Floats are usually connected to the shore or pier by a gangway. The length of the gangway depends on the maximum water level variation. Gangways should not be less than 15 feet (4.5 m) long, the normal being 40 to 50 feet (12 to 15 m). The width should be at least 5 feet (1.5 m). Floating gangways 5 feet (1.5 m) or less wide should have longitudinal outriggers spaced every 8 to 10 feet (2.5 to 3 m) to prevent excessive rolling of the gangway. Widths of 6 to 8 feet (2 to 2.5 m) enable baggage carts or other freight equipment to be used. Handrails, preferably on both sides, should be provided. A slope of 2.75:1 or less permits easy walking and reduces the danger of the railings becoming an obstruction to wings. If the facility is to adequately serve the public, requirements contained in the Americans With Disabilities Act (ADA) accessibility guidelines should be satisfied.
A barge anchored off-shore makes an excellent seaplane service facility. An office, lounge, or shop is normally included "aboard;" and floating docks can be added alongside the barge. The barge may be anchored directly to the shore or to a pier by booms and a gangway or anchored off-shore in a fixed position.
Piers are recommended where the variation in water level is 16 inches (45 cm) or less.
a. Location. A minimum of 100 feet (30 m) of unobstructed water or a turning basin should be available in the direction from which approaches are normally made to the pier. Piers should be located so that access to them by the public will not require crossing the apron or hangar area.
b. Design Concepts. The pier should extend into the water to a point where the depth at mean low water level is at least 3 feet (1 m). The supporting timbers and decking of fixed structures used for passengers and cargo operations must be designed to support live loads of at least 100 pounds per square foot (488 kilograms per square meter). An access gangway approximately 5 feet (1.5 m) wide with handrails on both sides is recommended. An open deck handling area approximately 30 by 50 feet (9 m by 15 m) at the end of the walkway provides tie-up space for four small or three large seaplanes.
c. Width. Fixed piers or wharfheads should be 8 to 10 feet (2.5 to 3 m) wide and built strong enough to support a loaded pickup truck.

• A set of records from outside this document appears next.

PR #226, opened 2022-08-07
Fix helm chart template value and add pre-commit hooks

krithika369:
The motivation for this PR is to update the Helm template value in `infra/charts/turing/templates/_helpers.tpl` for the postgres port used, which was missed from the PR that updated it earlier: https://github.com/gojek/turing/pull/208

The incorrect template expression did not cause any problems in the e2e tests because the port used was `5432`, which is the same as the default port. Nonetheless, this PR corrects the mistake.

In addition, the [pre-commit](https://pre-commit.com/#intro) tool has been integrated which helps automate some additional checks / actions when some files are being modified (eg: regenerating the Helm docs with changes to the chart values). The  `.pre-commit-config.yaml` file has each of these hooks:
* Helm docs generation
* OpenAPI Python client generation (local hook, using the respective `make` target)
* Linting of Golang, Js, Python code (local hook, using the respective `make` target)

### Notes
* `README.md` - contains the installation details for the pre-commit hooks. We must run `make setup` on the repo once. Prior to this, it may be required to clear existing hooks (such as from husky, described further below) from the local environment, if the repo has already been cloned and used in the past.
```sh
$ git config --unset-all core.hooksPath
$ rm -rf .git/hooks
$ make setup
```
* `Makefile` - adding the dev `setup` target. Corresponding setup targets from other Makefiles are now redundant and have been removed.
* `ui/package.json` - Removing `husky` and `lint-staged` scripts and dev dependencies - these will now be covered by the common `pre-commit` hook. Having husky manage the hooks also conflicts with the pre-commit tool as they will both end up having to use the same git config value `core.hooksPath`.
* One notable difference between the husky hook for prettifying the UI vs the pre-commit hook is that any automatically modified files will not be automatically staged and added to the commit. Rather, the commit action will fail with a message and the developer is expected to `git add` the auto-modified files too. This behavior is the same for all pre-commit hooks and is apparently a conscious design decision (see https://github.com/pre-commit/pre-commit/issues/1099).

Screenshot 2022-08-07 at 3 27 02 PM

* Using the `files` filter in the pre-commit hook definitions can limit the running of hooks based on the modified files (instead of running all hooks always).

Screenshot 2022-08-07 at 11 27 42 PM

Most other modifications in this PR are auto-formatting fixes, particularly in the Python projects, from integrating [black](https://github.com/psf/black).


ui/package.json
```diff
@@ -43,18 +41,11 @@
     "react-scripts/**/postcss-normalize": "10.0.1",
     "**/react-beautiful-dnd": "git+https://github.com/gojekfarm/react-beautiful-dnd.git#master"
   },
-  "lint-staged": {
```
krithika369, line 46: This is now performed by the pre-commit prettier hook, minus the auto-staging of modified files. This is detailed in the PR description.

api/Makefile
```diff
@@ -11,22 +11,11 @@ clean:
...
-
 .PHONY: fmt
 fmt:
 	@echo "Formatting code..."
 	gofmt -s -w ${SRC_ROOT}
 
-.PHONY: lint
-lint: setup
-	@echo "Linting code..."
-	golangci-lint -v run --timeout 3m $(if $(filter true,$(fix)),--fix,)
```
romanwozniak, line 28: Is it required to remove it? What if I want to lint the code without committing the changes? Would it be better to just integrate `make lint` as a command in the pre-commit hook?

.pre-commit-config.yaml
```diff
@@ -0,0 +1,63 @@
...
+  - repo: https://github.com/norwoodj/helm-docs
+    rev: v1.11.0
+    hooks:
+      - id: helm-docs-built
+        name: 'Helm Docs for Turing Chart'
+        files: '^infra/charts/turing/'
+        args:
+          - --chart-search-root=infra/charts/turing
+          - --template-files=./README.md.gotmpl
+      - id: helm-docs-built
```
romanwozniak, line 11: Is it expected that multiple hooks have the same `id`?

.pre-commit-config.yaml
```diff
@@ -0,0 +1,63 @@
...
+  - repo: https://github.com/golangci/golangci-lint
+    rev: v1.48.0
+    hooks:
+      # For the below hooks, we need to cd into the folder as we cannot execute golangci-lint
+      # outside the module. See: https://github.com/pre-commit/pre-commit/issues/1417
+      - id: golangci-lint
+        name: 'Linter for API'
+        files: '^api/'
+        types: [go]
+        entry: bash -c 'cd api && golangci-lint run --fix'
```
romanwozniak, line 26: Are we fine with the default timeout value now? It was previously set to 3 minutes

Makefile
```diff
@@ -24,3 +24,10 @@ build-image: version
 version:
 	$(eval VERSION=$(if $(OVERWRITE_VERSION),$(OVERWRITE_VERSION),v$(shell scripts/vertagen/vertagen.sh)))
 	@echo "turing version:" $$VERSION
+
+.PHONY: setup
+setup:
+	@echo "Setting up dev tools..."
+	@test -x pre-commit || pip install pre-commit
```
romanwozniak, line 31: Not sure if this works as intended:

```shell
➜  ~ test -x git || echo test
test
➜  ~ which git
/usr/local/bin/git
```

romanwozniak (approved):
LGTM

api/Makefile
krithika369: I was asking myself this. I rarely run `make lint` locally and usually the CI is the first to catch the problem (which is now expected to be sped up with the pre-commit hook). Anyway, I added it back.

But I went in the other direction, to let the pre-commit hook be run in the `--all-files` mode (as opposed running only if something changed, which is the behaviour of the automatic hook) in the make target. This is so that the set up is nicely contained in `.pre-commit-config.yaml` rather than installing `golangci-lint` externally.

```Make
.PHONY: lint
lint:
	@pre-commit run golangci-lint-experiment --all-files
```

.pre-commit-config.yaml
krithika369: Yes, the `id` is simply used to match the hook from the published repo, as there can be multiple. Eg: https://github.com/norwoodj/helm-docs/blob/master/.pre-commit-hooks.yaml

To 'distinguish' one hook from another where the same id is used, the `alias` property can be set (which I've now added to link to the respective Go modules' `make lint`:

```yaml
     - id: golangci-lint
        name: 'Linter for API'
        alias: golangci-lint-api
        files: '^api/'
        types: [go]
        entry: bash -c 'cd api && golangci-lint run --timeout 3m --fix'
      - id: golangci-lint
        name: 'Linter for the Router Engine'
        alias: golangci-lint-router
        files: '^engines/router/'
        types: [go]
        entry: bash -c 'cd engines/router && golangci-lint run --fix'
```

.pre-commit-config.yaml
krithika369: It hasn't taken as long for me recently. But fair point, I added it back for the `api` module.

Makefile
krithika369: Thanks for catching. I fixed it now using: `test -x "$(which pre-commit)" || pip install pre-commit`

api/Makefile
romanwozniak: > But I went in the other direction

I'm not a fan of this, would like to hear the opinions of other folks. I'm used to seeing `Makefile` as a mission control to  "rule them all" of the repo – i.e. to contain all the recipes of the repository. In my opinion, it's the make file that should contain the configuration of the recipe, where the pre-commit hook only helps to run this command and the prescribed time (pre-commit). In other words, make commands should work perfectly fine without the pre-commit, where the opposite is not guaranteed.

krithika369: I agree it's unconventional to have a "pre-commit" tool drive the Makefile scripts. But I think it's more than that (the name is less helpful - in this case we are talking about a `manual` hook): https://pre-commit.com/#advanced

Especially for something like linting, I doubt that we would invoke this manually as often. Secondly, for some of our components, the CI doesn't rely on the same mechanism either (we use the relevant GitHub action as opposed to `make lint`). So my preference is the following:
1. Remove the explicit lint target and simply rely on the hooks
2. Accept `pre-commit` as our standard dev tooling and be ok with it being invoked from the Makefile
3. Convert most/all pre-commit hooks to local and let the Makefile rule them all (what you're suggesting). I am less enthused by this because we have to handwrite the script for installing the linter, testing if its version matches, etc. than leveraging something that's declarative. But no strong opinion on this.

Other @gojek/turing-dev, any thoughts?

sdk/samples/batch_job/batch_job copy.py
```diff
@@ -0,0 +1,95 @@
+import time
```
deadlycoconuts, line 1: Is this file an unintended copy?

sdk/samples/router/create_router_with_pyfunc_ensembler_2.py
```diff
@@ -0,0 +1,150 @@
+import turing
```
deadlycoconuts, line 1: This file seems like it's unintentionally staged and committed :o

sdk/samples/batch_job/ensembler.py
```diff
@@ -0,0 +1,63 @@
+import time
```
deadlycoconuts, line 1: Is this file committed unintentionally?

api/Makefile
deadlycoconuts: I use `make lint` sometimes so it'll be less convenient to see it go and I see how it's weird to be seeing pre-commit hooks in a Makefile. However it's also true that this means we'll have to 'handwrite the script for installing the linter, testing if its version matches'. Not too sure what the usual convention to address this so I don't really have a hard preference.

sdk/samples/router/create_router_with_pyfunc_ensembler_2.py
krithika369: Damn, thanks for catching all of these, @deadlycoconuts ! I was trying to be careful about my local files at first but subsequently missed them. I'm going to revert the history and re-apply the linting changes just to be sure.

krithika369: TIL that force-pushing the branch all the way back to the first commit before that automatically closes the PR (which makes sense). I'll open a new one shortly.

api/Makefile
krithika369: Thanks for the input, @deadlycoconuts !

> Would there an issue keeping the make lint targets without pre-commit hooks and then accepting that we'll use the pre-commit hooks when committing as part our standard dev workflow? Only issue I can see with this is that we'll have 2 locations to maintain linters/versions, etc.

Yes, I considered this too but was not too keen on it because of the downside you've highlighted. Let's call it. # 4 :) 

@romanwozniak it seems neither Ziyi nor I have a strong opinion on this. And also this is something that may be applicable to all our repos. So, let's go with your call - are you still in favor of option # 3 ? And if so, should we be consistent about all the hooks being local, linking to the respective Make targets ?

sdk/samples/router/create_router_with_pyfunc_ensembler_2.py
deadlycoconuts: Oops, what happens if you now force-push new commits to it? Does the PR remain closed? :o

krithika369: I don't know but I guess I can try :)

krithika369: That did work. :)

Once again, thanks for catching this. There wasn't any secret info but those files should not have been there. Reminder to self to be extra careful about PRs with large changes and to review the file change summary:

Screenshot 2022-08-08 at 4 00 23 PM

api/Makefile
krithika369: Hello @romanwozniak, any thoughts after the recent comments on this thread?

romanwozniak: I still prefer option 3 the most, but it's on you to decide what works the best.

>  And if so, should we be consistent about all the hooks being local, linking to the respective Make targets ?

Generally, I like that, except that for the front-end module, npm/yarn effectively replaces Makefile with `package.json > scripts` (meaning, that I don't think to have a Makefile for the UI module, because it would just duplicate yarn script)

krithika369: Cool. I've changed all except the helm-docs generation (which is unlikely to be run locally using `make`) as local hooks.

d. Materials. At those locations where timber piles can be used, they
are the most economical type of construction. Water jetting and pile driving
are common methods of setting piles. Decking spaced with a 1/2 inch (1.3
cm) gap between planks will allow for drainage and expansion. Since piers
and wharves are constructed with decks above mean high water, most of the
timber supporting members will be subject to alternate cycles of wetting
and drying. To prevent decay, creosote or similarly treated timbers must
be used. Urethane, epoxy, and shellac are acceptable sealers for all creosote
treated wood, and should be used to prevent tracking creosote.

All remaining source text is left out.